= Andorra–France border =

International border

Border between Andorra, France and Spain.

The Andorra–France border extends for 57 km in southern France (Ariège and Pyrenees-Orientales départements) and northern and north-eastern Andorra.

The border is France's third-shortest, after its borders with Monaco and the Kingdom of the Netherlands (the latter on the Caribbean island of Saint Martin).

==Specifications==
The border's western extremity starts at the western Andorra–Spain–France tripoint, located at the summit of the Pic de Médécourbe (42°36'13"N 1°26'33" E). It then follows a general north-east direction before switching south-eastwards to the eastern Andorra–Spain–France tripoint 42°30'09"N 1°43'33" E).

Most of the Franco-Andorran border is determined by custom – there is no international treaty formally fixing the course of the border, except for the cases below.

In 2001, a bilateral treaty between France and Andorra rectified and amended the border slightly. It provided for the exchange of two equal plots of land of 15,925 m^{2} (4 acres) each, to enable Andorra to construct on its assigned plot a viaduct linking the Envalira tunnel to the French RN22.
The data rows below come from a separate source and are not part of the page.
PR #438, opened 2026-07-21
Translate CopyForDeref as a place read

### LINKED ISSUE #437: Support Rvalue::CopyForDeref in the MIR importer
## Problem

`translate_rvalue` currently ends with a wildcard arm that rejects every MIR `Rvalue` variant not handled by an earlier match arm.

One of the variants hidden behind that wildcard is `Rvalue::CopyForDeref`. Rustc defines `CopyForDeref` as a read from a `Place`, with the resulting value used by a subsequent dereference and projection chain.

The importer already has the required place-reading implementation in `translate_place`. Its slot address-space analysis also treats `CopyForDeref` like `Use(Copy)` and `Use(Move)`, but the actual rvalue translator does not currently provide the corresponding lowering.

The wildcard arm also prevents compiler exhaustiveness checking from identifying new `Rvalue` variants when the pinned Rust toolchain is updated.

## Proposed change

* Translate `Rvalue::CopyForDeref(place)` by delegating to `translate_place`.
* Return no new main operation because `translate_place` inserts and tracks any required load or projection operations.
* Add explicit unsupported arms for `Rvalue::Len` and `Rvalue::ThreadLocalRef`.
* Remove the wildcard arm and the generic rvalue TODO.
* Add `CopyForDeref` to the module's supported-rvalue documentation.

## Rationale

`CopyForDeref` does not require a new MIR dialect operation. It has the same value-producing semantics as an ordinary place read, so reusing `translate_place` keeps projection handling, ZST behavior, slot loads, and operation-order tracking consistent with existing `Copy` and `Move` operands.

Explicitly enumerating `Len` and `ThreadLocalRef` preserves fail-closed behavior while producing more actionable diagnostics. Removing the wildcard also makes future Rust MIR API changes visible as compile-time match-exhaustiveness failures.

## Scope

This issue does not include:

* implementing `Rvalue::Len`
* implementing device-side thread-local storage
* adding MIR dialect operations
* changing `mir-lower`
* changing LLVM or NVVM lowering
* changing place projection semantics

## Acceptance criteria

* `Rvalue::CopyForDeref` is translated through the existing place-read path.
* Any helper operations emitted by `translate_place` remain correctly ordered.
* `Rvalue::Len` receives an explicit unsupported diagnostic.
* `Rvalue::ThreadLocalRef` receives an explicit device-code unsupported diagnostic.
* `translate_rvalue` no longer contains a wildcard match arm.
* The `mir-importer` checks and tests pass.

uurl:
Closes #437 

## Summary

* translate `Rvalue::CopyForDeref` through the existing `translate_place` path
* preserve helper-operation insertion and ordering from place translation
* explicitly reject `Rvalue::Len` and `Rvalue::ThreadLocalRef`
* remove the wildcard rvalue arm and its generic TODO
* document `CopyForDeref` as a supported rvalue

## Rationale

Rustc defines `CopyForDeref` as a read from a `Place`. The importer already implements place reads through `translate_place`, including slot loads, projections, ZST handling, ghost locals, and operation-order bookkeeping.

Delegating to that function avoids introducing a redundant MIR operation or a second place-reading implementation.

The slot address-space classifier already treats `CopyForDeref` like `Use(Copy)` and `Use(Move)`, so this change aligns rvalue emission with the existing analysis behavior.

The remaining unimplemented variants are enumerated explicitly:

* `Len` remains a separate follow-up because arrays and slice metadata require different lowering paths.
* `ThreadLocalRef` remains unsupported because device-side thread-local storage requires an explicit storage and lowering model.

Removing the wildcard makes future additions to rustc's `Rvalue` enum fail during compilation rather than being silently routed to a generic runtime diagnostic.

## Testing

```text
cargo fmt --all -- --check
cargo check -p mir-importer
cargo test -p mir-importer
scripts/smoketest.sh --compile-only --no-color --only '^ref_index_projections$'
```

## Scope

No changes were made to:

* `mir-lower`
* MIR dialect operations
* LLVM or NVVM lowering
* place projection behavior
* array or slice length lowering
* thread-local storage support

### DIFF
--- a/crates/mir-importer/src/translator/rvalue.rs
+++ b/crates/mir-importer/src/translator/rvalue.rs
@@ -1601,6 +1601,15 @@ pub fn translate_rvalue(
         mir::Rvalue::CopyForDeref(place) => {
             // CopyForDeref is semantically a place read. Any load or projection
             // operations emitted by translate_place are already inserted and tracked.
+            //
+            // Note: on the pinned toolchain the MIR optimization pipeline
+            // (copy-prop/GVN) eliminates every CopyForDeref before the
+            // optimized MIR reaches this importer; nested-deref kernels
+            // (`**rr`, including through raw pointers) were probed and none
+            // produce one here today. This arm is defensive coverage so a
+            // future toolchain bump or lower mir-opt-level cannot regress
+            // valid nested-deref kernels into an "unsupported construct"
+            // failure.
             let (value, last_inserted) =
                 translate_place(ctx, body, place, value_map, block_ptr, prev_op, loc)?;
 
--- a/crates/mir-importer/src/translator/rvalue.rs
+++ b/crates/mir-importer/src/translator/rvalue.rs
@@ -20,6 +20,7 @@
 //! | `Use(operand)`      | `mir.load` of the source slot (no op for constants)   |
 //! | `Aggregate`         | `mir.construct_tuple/struct/enum/array`               |
 //! | `Repeat`            | `mir.construct_array` (array repeat syntax)           |
+//! | `CopyForDeref`      | Same place-read lowering as `Copy`/`Move`             |
 //!
 //! # Key Functions
 //!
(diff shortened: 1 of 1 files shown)


nihalpasham:
Thanks for the cleanup, the exhaustive match with named arms is better than the old catch-all. 

I force-pushed two additions:

- Rebased onto current main.
- Added a comment on the new arm documenting a finding from our verification: on the pinned toolchain, the MIR optimization pipeline eliminates every `CopyForDeref` before the optimized MIR reaches the importer (we probed `nested-deref` kernels, including raw-pointer variants, and none produce one). So this arm is defensive coverage for future toolchain bumps rather than a live bug fix, which is worth recording so nobody hunts for a repro later.

All 809 mir-importer tests pass. Merging.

The French town of Porta, in the Pyrénées-Orientales département, challenged the land swap at the Judicial Division of the French Council of State, contesting that it was contrary to French Constitution: it claimed not to have been consulted before the border treaty was drafted and approved. The Council of State dismissed the application, ruling that the treaty had been ratified by law and that therefore it was not for the Council to rule on the legality of the law. Moreover, there is no legal requirement for the state to consult with municipalities adjoining a border when adjusting the border.
In May 2015 the European Commission adopted a cooperation programme to improve environmental protection along Andorra's borders with Spain and France.

==Border controls==
There are some, probably minor, checks at the border, as Andorra is neither in the Schengen Area nor in the European Union. Prior to 2017, most European passport holders were subject only to minimum visual passport checks when entering and leaving the Schengen Area, taking less than 5 seconds. Following several terrorist attacks in Europe, the Schengen Borders Code was amended in 2017 to require that the passports of all travellers (including those entitled to free movement between the two countries concerned) be machine-scanned upon entering and leaving the Schengen Area to check against various criminal databases. This process can take up to 30 seconds per traveller and has led to long delays at all borders between Schengen and non-Schengen countries, both at airports and at road and rail borders.

The only road border between the two countries is east of Pas de la Casa, at nearly 2,000 m above sea level. Here it may be possible to get a souvenir passport stamp if one asks at the Andorra border post. There is no rail crossing point, though a bus service connects the Pas de la Casa to the train station in the French border town of L'Hospitalet-près-l'Andorre).

Helicopters may fly between Andorra and non-Andorran airports with international border control facilities. The most frequent flights connect Andorra with the airports in Barcelona and Toulouse.

There is an agreement signed in 2003 between France, Spain and Andorra on the movement and residence in Andorra of citizens of third countries. It stipulates that the three countries must coordinate their visa requirements (in practice, that Andorra adopt the Schengen visa requirements already adhered to by both France and Spain) and that Andorra accept entry only of those who have right of entry of Spain or France. Andorra is allowed to permit long stays for any person. Travellers requiring a Schengen visa to enter the Schengen Area may enter Andorra using this visa, but it must be a multiple-entry visa, as entering Andorra entails leaving the Schengen Area.

==French communes and Andorran parishes along the border==
From west to east:

French side – 9 towns:

7 in Ariège: Auzat, Lercoul, Siguer, Gestiès, Aston, Mérens-les-Vals and L'Hospitalet-près-l'Andorre; 2 in Pyrénées-Orientales: Porté-Puymorens and Porta.

Andorran side – 4 parishes:

La Massana, Ordino, Canillo and Encamp.